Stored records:
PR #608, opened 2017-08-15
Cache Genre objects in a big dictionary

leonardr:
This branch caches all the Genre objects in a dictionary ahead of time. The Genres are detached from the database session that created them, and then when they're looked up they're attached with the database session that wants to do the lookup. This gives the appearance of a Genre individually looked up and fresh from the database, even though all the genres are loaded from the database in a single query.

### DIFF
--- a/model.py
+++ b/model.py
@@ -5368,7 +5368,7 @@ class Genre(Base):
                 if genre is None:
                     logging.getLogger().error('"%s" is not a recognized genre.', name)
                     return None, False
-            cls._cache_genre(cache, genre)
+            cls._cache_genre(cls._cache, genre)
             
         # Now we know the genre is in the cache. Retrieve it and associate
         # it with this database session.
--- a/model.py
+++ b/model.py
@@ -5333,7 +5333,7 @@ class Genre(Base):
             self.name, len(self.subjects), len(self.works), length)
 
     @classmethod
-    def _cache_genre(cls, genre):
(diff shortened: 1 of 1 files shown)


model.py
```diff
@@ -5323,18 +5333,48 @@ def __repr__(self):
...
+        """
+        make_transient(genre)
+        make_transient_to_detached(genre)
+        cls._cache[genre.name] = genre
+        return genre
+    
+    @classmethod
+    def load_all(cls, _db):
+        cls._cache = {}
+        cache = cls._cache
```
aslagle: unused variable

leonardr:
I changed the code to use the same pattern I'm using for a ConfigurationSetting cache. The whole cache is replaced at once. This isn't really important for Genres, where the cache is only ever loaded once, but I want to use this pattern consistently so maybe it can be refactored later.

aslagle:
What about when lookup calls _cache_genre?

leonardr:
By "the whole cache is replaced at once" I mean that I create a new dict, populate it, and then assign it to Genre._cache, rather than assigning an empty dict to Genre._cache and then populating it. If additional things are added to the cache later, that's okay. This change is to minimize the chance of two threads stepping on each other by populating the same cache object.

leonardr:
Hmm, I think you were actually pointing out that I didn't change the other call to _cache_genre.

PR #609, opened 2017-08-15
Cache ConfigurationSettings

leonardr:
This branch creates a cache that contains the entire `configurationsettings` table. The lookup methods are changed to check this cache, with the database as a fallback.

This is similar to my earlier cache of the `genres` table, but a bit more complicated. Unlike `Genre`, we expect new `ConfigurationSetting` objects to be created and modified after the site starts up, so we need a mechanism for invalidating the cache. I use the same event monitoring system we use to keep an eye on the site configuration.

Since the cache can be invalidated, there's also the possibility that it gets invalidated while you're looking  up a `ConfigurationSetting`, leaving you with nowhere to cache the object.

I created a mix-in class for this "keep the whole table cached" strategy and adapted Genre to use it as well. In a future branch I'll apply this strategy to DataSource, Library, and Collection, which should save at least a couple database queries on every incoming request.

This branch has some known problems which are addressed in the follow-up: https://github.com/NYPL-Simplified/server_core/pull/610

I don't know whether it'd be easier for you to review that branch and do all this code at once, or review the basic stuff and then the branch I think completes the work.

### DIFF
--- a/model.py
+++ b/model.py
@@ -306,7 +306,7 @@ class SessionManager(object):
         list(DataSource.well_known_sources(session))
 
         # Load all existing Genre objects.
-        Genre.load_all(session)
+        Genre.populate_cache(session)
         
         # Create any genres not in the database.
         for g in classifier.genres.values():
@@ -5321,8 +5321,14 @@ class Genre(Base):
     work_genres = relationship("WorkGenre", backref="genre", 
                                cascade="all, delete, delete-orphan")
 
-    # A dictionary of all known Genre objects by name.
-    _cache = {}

--

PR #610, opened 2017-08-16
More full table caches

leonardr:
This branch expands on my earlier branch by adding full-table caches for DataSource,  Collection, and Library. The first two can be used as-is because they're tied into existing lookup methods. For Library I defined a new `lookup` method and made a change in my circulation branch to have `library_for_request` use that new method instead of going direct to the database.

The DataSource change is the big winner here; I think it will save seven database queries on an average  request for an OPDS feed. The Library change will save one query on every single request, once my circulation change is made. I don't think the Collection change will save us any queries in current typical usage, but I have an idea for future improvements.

» What is expected: Lines containing "name" in the records above: how many are there? Give only the number.

» Worked solution: 4